> [WORK REQUIRED]: Repeat the lines of the data exactly, from the first one through the one that contains "-103,8 +103,7 @@".

> [DATA PROVIDED]:
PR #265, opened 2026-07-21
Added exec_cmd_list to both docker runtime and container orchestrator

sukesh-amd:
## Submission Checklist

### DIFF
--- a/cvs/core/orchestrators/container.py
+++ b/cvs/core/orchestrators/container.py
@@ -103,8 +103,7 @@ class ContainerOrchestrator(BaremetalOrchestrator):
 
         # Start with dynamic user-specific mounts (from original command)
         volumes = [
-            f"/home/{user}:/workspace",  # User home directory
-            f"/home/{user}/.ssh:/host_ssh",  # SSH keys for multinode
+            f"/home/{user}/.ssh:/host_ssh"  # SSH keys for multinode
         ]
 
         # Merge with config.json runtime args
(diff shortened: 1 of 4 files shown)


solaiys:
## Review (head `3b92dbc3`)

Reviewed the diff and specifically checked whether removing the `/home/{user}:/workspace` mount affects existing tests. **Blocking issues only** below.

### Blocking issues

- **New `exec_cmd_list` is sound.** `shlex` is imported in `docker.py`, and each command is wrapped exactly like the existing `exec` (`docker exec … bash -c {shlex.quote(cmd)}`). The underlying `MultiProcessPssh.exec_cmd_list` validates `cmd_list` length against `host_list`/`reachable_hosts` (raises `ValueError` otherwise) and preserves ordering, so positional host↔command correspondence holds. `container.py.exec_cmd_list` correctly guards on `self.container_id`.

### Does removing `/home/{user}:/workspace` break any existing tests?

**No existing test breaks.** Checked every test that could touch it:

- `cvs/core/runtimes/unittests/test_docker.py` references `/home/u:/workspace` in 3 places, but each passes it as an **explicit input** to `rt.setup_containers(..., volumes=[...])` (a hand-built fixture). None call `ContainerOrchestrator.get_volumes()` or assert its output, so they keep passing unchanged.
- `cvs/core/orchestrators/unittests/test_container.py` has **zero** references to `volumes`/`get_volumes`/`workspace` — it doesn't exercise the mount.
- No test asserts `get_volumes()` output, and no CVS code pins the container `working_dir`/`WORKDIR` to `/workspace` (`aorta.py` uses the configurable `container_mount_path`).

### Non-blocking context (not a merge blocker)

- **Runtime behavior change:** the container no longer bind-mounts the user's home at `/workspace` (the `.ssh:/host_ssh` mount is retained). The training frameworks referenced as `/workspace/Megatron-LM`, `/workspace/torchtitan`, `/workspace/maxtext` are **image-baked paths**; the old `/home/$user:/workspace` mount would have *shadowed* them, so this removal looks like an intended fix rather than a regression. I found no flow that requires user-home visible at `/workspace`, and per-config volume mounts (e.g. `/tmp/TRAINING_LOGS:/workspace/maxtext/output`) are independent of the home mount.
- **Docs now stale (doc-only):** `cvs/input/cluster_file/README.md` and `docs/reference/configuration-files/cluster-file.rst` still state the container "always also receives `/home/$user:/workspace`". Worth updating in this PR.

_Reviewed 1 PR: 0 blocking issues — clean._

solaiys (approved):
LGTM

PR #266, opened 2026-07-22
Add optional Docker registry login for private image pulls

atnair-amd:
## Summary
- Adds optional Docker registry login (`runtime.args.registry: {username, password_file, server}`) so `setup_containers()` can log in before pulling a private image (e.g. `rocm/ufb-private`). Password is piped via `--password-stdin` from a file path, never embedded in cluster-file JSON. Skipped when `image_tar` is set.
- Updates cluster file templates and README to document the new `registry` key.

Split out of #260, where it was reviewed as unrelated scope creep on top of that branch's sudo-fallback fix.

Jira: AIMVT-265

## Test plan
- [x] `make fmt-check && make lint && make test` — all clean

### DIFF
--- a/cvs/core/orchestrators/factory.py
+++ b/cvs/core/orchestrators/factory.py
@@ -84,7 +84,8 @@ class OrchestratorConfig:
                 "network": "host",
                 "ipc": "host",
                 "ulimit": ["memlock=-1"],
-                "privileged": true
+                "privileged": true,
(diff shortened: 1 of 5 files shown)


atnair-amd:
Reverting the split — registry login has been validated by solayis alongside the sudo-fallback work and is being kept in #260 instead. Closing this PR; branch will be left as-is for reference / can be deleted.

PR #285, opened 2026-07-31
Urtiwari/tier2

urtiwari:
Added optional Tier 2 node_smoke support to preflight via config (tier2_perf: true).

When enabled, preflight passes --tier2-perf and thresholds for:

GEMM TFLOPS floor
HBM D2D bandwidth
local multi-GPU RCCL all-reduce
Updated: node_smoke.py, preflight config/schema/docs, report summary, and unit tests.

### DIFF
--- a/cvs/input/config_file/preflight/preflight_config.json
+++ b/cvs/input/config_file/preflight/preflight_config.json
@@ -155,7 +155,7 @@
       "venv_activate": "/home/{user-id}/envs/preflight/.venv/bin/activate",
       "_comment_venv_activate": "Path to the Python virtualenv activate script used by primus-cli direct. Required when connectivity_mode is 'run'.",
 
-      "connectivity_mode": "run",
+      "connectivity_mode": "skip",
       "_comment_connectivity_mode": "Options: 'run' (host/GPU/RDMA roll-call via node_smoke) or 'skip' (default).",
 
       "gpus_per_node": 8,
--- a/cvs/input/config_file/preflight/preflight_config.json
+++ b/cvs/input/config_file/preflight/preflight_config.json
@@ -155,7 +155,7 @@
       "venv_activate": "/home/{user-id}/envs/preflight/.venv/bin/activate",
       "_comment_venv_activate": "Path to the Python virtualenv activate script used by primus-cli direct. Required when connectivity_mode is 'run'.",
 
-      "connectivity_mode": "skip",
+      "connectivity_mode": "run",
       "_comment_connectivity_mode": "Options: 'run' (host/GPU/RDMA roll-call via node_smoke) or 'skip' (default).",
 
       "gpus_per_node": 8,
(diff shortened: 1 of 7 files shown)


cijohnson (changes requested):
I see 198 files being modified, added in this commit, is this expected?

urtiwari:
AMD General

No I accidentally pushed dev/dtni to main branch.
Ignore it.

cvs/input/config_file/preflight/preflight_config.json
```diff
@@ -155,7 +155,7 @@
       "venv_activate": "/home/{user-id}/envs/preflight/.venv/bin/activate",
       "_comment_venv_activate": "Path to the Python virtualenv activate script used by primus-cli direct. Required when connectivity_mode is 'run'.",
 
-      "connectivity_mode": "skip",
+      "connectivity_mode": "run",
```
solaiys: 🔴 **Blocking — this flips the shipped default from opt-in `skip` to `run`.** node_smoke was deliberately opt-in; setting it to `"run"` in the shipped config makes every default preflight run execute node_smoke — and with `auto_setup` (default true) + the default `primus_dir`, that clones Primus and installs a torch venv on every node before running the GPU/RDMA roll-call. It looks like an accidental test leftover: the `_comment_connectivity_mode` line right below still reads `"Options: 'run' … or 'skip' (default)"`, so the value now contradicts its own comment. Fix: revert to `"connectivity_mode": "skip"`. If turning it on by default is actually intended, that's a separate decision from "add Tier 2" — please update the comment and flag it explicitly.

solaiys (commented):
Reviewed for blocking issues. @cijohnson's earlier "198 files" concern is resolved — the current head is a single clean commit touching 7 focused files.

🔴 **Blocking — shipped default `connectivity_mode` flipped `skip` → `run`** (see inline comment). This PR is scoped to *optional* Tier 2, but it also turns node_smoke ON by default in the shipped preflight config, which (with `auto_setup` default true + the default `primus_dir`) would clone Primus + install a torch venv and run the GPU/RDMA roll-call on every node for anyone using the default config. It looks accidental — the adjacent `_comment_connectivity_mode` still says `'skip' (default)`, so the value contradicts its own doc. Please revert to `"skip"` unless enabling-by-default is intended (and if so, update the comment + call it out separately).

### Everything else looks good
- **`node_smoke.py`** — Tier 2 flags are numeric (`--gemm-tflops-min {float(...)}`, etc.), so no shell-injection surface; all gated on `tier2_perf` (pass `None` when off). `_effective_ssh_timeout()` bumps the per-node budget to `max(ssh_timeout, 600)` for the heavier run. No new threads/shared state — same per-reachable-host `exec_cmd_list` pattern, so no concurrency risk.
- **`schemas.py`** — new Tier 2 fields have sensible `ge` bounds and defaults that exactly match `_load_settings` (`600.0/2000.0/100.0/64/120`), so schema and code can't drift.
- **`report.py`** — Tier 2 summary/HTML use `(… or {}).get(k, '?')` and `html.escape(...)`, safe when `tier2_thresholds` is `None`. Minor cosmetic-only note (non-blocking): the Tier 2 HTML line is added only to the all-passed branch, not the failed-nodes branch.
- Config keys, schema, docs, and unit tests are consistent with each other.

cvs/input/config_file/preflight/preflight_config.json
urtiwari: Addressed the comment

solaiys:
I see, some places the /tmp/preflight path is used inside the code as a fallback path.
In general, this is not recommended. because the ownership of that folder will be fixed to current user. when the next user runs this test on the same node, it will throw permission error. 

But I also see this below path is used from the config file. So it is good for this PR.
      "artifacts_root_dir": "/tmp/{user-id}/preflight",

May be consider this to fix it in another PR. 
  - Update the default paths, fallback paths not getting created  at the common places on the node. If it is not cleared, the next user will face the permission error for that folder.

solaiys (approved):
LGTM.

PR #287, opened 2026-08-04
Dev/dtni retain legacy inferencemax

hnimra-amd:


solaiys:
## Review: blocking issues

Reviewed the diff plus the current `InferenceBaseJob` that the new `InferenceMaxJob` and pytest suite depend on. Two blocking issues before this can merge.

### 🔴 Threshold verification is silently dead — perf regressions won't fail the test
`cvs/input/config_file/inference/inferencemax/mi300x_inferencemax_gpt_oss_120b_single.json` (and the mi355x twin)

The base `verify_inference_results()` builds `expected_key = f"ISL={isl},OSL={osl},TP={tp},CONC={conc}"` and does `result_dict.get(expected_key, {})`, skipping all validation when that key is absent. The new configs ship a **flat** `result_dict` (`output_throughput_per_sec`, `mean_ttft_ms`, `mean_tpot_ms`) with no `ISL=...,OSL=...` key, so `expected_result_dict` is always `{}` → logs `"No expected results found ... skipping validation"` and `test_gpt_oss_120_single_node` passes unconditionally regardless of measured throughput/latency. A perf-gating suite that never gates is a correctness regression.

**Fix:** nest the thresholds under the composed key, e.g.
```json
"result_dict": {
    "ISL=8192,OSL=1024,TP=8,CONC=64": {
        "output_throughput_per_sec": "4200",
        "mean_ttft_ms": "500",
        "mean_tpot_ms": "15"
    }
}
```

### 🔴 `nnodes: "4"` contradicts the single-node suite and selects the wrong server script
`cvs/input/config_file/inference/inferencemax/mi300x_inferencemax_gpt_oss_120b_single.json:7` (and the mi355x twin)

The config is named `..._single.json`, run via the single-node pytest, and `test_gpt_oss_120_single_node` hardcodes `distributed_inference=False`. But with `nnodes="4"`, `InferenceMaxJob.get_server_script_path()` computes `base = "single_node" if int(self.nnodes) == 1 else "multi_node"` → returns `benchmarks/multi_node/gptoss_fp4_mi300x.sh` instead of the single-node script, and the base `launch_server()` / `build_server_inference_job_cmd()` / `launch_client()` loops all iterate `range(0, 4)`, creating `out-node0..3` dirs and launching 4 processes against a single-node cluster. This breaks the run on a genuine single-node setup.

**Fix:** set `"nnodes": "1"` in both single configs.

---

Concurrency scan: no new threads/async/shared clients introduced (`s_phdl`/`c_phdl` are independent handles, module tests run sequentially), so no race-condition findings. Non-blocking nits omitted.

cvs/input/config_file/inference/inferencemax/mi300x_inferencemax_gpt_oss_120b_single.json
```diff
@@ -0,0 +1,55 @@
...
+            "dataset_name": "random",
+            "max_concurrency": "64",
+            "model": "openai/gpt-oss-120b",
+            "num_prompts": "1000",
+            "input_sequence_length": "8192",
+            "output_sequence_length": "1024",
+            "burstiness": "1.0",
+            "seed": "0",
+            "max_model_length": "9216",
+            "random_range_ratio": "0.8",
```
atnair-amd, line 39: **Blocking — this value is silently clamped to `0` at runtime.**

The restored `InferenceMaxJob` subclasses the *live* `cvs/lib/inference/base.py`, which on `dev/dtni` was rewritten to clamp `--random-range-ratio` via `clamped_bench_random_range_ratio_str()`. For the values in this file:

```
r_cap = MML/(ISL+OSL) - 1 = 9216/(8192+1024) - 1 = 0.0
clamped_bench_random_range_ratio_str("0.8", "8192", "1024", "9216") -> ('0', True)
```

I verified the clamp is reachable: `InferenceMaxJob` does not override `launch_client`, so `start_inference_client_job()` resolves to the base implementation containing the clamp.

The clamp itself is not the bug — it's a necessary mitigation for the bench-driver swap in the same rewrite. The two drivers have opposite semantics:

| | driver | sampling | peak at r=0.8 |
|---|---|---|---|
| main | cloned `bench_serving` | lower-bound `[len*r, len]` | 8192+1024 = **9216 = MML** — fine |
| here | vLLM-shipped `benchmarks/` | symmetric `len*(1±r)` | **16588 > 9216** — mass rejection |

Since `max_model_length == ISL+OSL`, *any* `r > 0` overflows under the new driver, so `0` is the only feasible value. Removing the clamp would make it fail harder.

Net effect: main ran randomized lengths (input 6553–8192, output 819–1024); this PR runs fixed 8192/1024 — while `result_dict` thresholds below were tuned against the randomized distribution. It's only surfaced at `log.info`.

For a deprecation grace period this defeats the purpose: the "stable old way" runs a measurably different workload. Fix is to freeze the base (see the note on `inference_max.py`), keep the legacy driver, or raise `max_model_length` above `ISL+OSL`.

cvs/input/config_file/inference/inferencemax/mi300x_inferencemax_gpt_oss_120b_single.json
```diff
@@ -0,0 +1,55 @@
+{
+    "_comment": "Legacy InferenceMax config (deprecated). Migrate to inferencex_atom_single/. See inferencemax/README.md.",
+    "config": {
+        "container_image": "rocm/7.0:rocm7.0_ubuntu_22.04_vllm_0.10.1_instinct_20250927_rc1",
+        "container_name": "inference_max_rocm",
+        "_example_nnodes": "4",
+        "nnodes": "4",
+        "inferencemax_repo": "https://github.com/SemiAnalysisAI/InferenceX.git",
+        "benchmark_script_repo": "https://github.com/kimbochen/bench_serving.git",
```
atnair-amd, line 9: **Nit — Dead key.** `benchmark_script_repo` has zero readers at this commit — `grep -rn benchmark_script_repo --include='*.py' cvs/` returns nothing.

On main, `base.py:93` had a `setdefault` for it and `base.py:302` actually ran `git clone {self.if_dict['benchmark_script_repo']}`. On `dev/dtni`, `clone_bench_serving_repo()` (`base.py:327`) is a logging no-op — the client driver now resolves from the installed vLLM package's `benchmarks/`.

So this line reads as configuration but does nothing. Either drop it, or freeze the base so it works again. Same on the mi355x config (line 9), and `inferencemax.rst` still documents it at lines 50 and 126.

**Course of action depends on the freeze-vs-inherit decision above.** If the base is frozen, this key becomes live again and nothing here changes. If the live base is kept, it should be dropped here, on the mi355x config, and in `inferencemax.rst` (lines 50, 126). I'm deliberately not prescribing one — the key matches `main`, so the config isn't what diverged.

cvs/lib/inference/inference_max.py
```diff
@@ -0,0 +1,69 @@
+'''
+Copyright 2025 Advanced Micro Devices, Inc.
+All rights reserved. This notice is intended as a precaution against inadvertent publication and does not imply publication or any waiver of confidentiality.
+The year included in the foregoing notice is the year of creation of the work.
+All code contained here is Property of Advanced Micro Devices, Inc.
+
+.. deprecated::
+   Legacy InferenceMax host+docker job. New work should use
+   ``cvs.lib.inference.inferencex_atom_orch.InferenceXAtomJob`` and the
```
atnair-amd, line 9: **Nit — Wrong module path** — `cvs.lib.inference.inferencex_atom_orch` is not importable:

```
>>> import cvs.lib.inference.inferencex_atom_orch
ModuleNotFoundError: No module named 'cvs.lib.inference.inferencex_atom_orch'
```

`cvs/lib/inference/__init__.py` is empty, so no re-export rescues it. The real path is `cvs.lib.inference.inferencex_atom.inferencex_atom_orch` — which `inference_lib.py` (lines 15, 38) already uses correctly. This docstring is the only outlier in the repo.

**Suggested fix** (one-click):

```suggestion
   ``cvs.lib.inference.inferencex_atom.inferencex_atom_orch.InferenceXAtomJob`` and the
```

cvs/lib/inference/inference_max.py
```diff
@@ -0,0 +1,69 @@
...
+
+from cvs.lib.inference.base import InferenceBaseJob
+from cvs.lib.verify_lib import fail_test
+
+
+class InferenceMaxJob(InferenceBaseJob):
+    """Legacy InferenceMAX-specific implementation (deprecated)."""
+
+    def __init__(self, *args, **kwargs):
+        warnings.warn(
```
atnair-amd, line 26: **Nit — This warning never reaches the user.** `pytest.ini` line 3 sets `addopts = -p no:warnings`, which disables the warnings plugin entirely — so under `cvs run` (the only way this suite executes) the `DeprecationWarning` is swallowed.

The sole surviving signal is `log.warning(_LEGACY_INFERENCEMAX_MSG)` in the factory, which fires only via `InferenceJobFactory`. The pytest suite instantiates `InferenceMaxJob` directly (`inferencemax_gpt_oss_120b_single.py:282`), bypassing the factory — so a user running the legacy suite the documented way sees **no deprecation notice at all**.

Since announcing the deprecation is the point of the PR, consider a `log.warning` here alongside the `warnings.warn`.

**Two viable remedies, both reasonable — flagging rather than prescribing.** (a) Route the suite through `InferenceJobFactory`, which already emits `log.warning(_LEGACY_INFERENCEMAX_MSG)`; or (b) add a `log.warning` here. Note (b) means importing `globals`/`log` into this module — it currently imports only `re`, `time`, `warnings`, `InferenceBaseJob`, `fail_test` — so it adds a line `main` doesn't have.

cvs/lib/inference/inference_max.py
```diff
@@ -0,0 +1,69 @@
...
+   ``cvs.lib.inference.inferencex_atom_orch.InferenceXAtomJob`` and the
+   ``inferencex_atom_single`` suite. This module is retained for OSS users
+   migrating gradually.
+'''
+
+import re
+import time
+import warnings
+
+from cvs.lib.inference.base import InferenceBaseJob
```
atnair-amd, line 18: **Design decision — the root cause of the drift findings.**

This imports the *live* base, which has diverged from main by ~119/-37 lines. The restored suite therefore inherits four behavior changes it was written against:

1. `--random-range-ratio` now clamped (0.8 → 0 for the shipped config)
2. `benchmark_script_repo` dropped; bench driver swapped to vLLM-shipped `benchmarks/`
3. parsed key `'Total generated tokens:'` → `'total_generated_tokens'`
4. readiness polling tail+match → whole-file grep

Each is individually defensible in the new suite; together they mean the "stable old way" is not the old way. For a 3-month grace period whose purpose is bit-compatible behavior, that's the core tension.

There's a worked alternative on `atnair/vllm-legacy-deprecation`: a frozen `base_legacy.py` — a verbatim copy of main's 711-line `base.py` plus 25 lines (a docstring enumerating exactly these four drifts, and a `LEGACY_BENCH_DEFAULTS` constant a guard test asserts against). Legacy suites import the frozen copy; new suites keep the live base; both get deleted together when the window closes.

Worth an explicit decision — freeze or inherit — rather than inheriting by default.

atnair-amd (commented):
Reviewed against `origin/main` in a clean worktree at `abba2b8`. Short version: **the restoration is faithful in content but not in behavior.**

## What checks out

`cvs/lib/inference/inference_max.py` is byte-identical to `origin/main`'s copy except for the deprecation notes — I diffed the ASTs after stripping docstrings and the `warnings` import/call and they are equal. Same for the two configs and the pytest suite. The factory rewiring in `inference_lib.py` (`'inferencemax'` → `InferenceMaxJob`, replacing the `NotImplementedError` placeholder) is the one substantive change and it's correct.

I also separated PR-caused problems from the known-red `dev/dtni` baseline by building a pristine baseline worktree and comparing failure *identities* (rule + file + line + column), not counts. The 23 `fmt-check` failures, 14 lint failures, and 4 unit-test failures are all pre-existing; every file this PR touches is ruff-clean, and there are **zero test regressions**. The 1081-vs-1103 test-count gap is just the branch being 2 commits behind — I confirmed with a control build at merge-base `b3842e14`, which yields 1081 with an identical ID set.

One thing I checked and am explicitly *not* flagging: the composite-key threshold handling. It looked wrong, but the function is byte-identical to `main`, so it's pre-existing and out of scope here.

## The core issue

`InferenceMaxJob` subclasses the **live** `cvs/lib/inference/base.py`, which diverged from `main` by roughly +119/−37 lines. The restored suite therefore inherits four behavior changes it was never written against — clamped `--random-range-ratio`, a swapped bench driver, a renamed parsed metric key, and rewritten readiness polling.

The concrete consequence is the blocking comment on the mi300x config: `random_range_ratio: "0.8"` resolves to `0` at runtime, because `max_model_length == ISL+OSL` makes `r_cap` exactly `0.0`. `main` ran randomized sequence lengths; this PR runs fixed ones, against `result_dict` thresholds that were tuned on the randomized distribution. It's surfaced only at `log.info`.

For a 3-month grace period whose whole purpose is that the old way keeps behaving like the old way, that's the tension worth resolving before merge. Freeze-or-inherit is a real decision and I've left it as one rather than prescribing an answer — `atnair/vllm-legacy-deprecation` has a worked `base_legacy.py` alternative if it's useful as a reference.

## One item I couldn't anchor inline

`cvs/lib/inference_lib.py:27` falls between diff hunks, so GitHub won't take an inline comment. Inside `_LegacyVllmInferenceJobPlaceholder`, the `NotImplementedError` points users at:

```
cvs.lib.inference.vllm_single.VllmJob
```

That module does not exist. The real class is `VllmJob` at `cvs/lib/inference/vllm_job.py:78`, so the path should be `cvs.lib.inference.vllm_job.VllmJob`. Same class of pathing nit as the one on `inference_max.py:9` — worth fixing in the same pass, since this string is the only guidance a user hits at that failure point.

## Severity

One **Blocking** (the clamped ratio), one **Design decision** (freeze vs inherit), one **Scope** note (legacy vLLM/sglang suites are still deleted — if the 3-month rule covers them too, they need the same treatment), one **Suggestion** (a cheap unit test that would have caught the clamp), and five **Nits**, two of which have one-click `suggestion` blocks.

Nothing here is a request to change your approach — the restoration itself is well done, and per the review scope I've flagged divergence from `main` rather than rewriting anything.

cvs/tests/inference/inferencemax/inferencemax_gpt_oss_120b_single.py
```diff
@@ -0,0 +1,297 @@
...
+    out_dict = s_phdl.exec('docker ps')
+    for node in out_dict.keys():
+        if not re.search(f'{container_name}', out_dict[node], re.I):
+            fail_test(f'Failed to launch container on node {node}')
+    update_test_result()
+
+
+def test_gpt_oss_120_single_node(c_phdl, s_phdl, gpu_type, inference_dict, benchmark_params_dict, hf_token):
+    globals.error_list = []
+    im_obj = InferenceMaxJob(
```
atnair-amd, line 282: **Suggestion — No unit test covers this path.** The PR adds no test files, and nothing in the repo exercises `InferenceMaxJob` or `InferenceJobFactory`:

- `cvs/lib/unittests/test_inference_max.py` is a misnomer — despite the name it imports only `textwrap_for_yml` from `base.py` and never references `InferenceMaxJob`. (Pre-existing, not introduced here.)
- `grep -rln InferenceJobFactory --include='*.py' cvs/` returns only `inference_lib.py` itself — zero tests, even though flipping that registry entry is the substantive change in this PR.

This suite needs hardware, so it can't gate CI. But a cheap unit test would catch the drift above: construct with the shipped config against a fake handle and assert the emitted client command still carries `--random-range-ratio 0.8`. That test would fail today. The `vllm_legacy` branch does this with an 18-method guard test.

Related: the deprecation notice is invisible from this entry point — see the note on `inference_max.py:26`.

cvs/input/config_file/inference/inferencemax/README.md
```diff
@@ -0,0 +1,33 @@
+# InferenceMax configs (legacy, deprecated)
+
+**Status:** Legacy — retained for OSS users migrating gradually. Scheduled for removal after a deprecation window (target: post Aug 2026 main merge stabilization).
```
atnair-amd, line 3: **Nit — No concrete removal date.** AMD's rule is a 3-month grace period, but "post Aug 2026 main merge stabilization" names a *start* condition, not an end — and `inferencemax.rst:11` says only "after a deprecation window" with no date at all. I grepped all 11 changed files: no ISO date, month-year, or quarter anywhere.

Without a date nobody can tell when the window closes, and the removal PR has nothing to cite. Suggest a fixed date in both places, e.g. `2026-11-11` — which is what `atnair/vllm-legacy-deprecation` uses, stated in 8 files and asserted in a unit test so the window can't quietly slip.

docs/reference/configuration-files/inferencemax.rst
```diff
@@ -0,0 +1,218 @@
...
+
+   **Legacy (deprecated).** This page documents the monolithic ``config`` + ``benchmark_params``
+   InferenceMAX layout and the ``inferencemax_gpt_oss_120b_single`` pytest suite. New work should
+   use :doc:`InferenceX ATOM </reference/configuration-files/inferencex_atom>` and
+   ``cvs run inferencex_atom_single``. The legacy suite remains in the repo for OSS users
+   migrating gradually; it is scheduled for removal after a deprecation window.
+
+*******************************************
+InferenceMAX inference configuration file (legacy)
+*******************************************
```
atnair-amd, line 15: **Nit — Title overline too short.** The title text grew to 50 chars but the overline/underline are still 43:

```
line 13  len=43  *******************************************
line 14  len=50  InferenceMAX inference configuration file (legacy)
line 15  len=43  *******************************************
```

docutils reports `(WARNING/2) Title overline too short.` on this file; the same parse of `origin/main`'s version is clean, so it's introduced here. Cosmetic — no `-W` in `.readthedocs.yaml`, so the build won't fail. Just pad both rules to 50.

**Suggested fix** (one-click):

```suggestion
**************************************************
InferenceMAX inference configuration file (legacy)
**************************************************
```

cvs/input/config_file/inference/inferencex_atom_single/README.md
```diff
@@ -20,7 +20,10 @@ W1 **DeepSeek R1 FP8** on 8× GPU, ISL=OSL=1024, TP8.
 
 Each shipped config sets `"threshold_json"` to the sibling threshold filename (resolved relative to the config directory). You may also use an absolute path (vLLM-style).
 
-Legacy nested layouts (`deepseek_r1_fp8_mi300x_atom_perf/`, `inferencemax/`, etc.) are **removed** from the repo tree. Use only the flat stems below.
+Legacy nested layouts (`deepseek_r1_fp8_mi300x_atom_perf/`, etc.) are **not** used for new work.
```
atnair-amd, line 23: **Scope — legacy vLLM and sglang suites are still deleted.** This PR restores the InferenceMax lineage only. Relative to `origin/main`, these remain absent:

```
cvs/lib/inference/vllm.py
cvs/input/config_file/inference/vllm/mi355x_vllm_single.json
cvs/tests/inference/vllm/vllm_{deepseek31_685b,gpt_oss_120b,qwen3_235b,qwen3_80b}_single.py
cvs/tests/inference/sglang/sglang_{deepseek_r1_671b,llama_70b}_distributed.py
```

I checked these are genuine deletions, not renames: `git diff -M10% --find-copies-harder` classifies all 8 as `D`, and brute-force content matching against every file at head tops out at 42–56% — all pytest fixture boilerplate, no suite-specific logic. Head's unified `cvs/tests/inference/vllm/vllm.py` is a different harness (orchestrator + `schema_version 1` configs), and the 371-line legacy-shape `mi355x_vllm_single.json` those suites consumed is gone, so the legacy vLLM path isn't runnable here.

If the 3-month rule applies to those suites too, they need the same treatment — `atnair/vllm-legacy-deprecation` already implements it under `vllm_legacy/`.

> [OUTPUT FOR THIS TASK]:
PR #265, opened 2026-07-21
Added exec_cmd_list to both docker runtime and container orchestrator

sukesh-amd:
## Submission Checklist

### DIFF
--- a/cvs/core/orchestrators/container.py
+++ b/cvs/core/orchestrators/container.py
@@ -103,8 +103,7 @@ class ContainerOrchestrator(BaremetalOrchestrator):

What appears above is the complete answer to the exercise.